Martin Vander Weyer’s Any Other Business
Bob Diamond, the generously remunerated American president of Barclays, has been put through his paces so often in this column that we really ought to give him his own treadmill in the Any Other Business penthouse gym. But I make no apology for mentioning him again — and this time, instead of making him my comedy stooge, I’m going to stand up for him. He came under attack last week from both George Osborne (‘It really beggars belief that two years after we all bailed them out, we get the Barclays bank chief paying himself £63 million’) and Lord Mandelson (‘If you look at Bob Diamond, who took £63 million in pay — that to me is the unacceptable face of banking. He hasn’t earned that money…’).
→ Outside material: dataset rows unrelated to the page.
PR #1007, opened 2020-10-08
Reimplement buffer tests

### LINKED ISSUE #439: Uncomment and re-integrate "not implemented" buffer tests.
The buffer tests `buffer_read_half`, `buffer_write_half` and `mem_alloc_ref_flags` hit the unimplemented case in `testHarness.c` and print something like:
```
mem_alloc_ref_flags test currently not implemented
```
This is due to how the buffer test lists are [defined](https://github.com/KhronosGroup/OpenCL-CTS/blob/0b9329a9d679bfe118ca7f4ee321a2a0a315d930/test_conformance/buffers/main.c#L50) in [both](https://github.com/KhronosGroup/OpenCL-CTS/blob/c1ef993f5e85bb1401834a85b506e4694a32adce/test_conformance/buffers/main.c#L50) branches and the existing test implementations being [commented out](https://github.com/KhronosGroup/OpenCL-CTS/blob/0b9329a9d679bfe118ca7f4ee321a2a0a315d930/test_conformance/buffers/test_buffer_read.c#L1145). It would be nice to re-integrate these tests by tweaking the existing test implementations to check if the tested feature is present before running anything and then re-enabling them in the function list.

ellnor01:
Reintegrated and fixed test code for buffer tests buffer_read_half and
buffer_write_half tests.

Added mem_alloc_ref_flags test code, as was previously non-existent,
to test CL_MEM_ALLOC_HOST_PTR. This flag was otherwise untested and
as similar tests within the suite are used to test other cl_mem_flags
it has been assumed that this was the purpose of the test.

Fixes #439


Jeremy-Kemp (approved):
I've had a quick look back to see if I could find any old tests for `mem_alloc_ref_flags` but couldn't find anything either.

Good to have some more FP16 coverage as well, thanks!

ellnor01:
@Jeremy-Kemp sorry didn't realise you'd already reviewed this! I've just updated commit messages and added a final commit to remove unused code

test_conformance/buffers/test_buffer_write.cpp
```diff
@@ -315,40 +315,51 @@ static const char *float_kernel_name[] = { "test_buffer_write_float", "test_buff
...
 const char *buffer_write_half_kernel_code[] = {
-    "__kernel void test_buffer_write_half(__global half *src, __global float *dst)\n"
+    "#pragma OPENCL EXTENSION cl_khr_fp16 : enable\n"
+    "__kernel void test_buffer_write_half(__global half *src, __global half "
+    "*dst)\n"
     "{\n"
     "    int  tid = get_global_id(0);\n"
     "\n"
-    "    dst[tid] = vload_half( tid * 2, src );\n"
+    "    dst[tid] = src[tid];\n"
```
kpet, line 324: Fine for now but these tests could also be changed (using vload/vstore) to always run on 2.x implementations even when cl_khr_fp16 is not supported.

kpet (approved):
LGTM

Jeremy-Kemp (approved):
@ellnor01 No problem, thanks for the latest changes! Still LGTM.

Barclays described the figure of £63 million as ‘a wilful distortion’, while the Guardian conjured a figure somewhere near £60 million, apparently by adding together everything Bob has earned in performance-related pay schemes dating from 2004, everything he might earn between now and 2013, and the £27 million he took from the sale of his shares in Barclays’ asset management arm.
Well, here’s the thing: the precise numbers in this argument really don’t matter, because every reasonable person outside the City recognises Diamond and his ilk are paid far more than they merit for what they do, even when they do it well — and that, perversely, the more they expect to be paid, the greater the danger they will eventually provoke another financial catastrophe.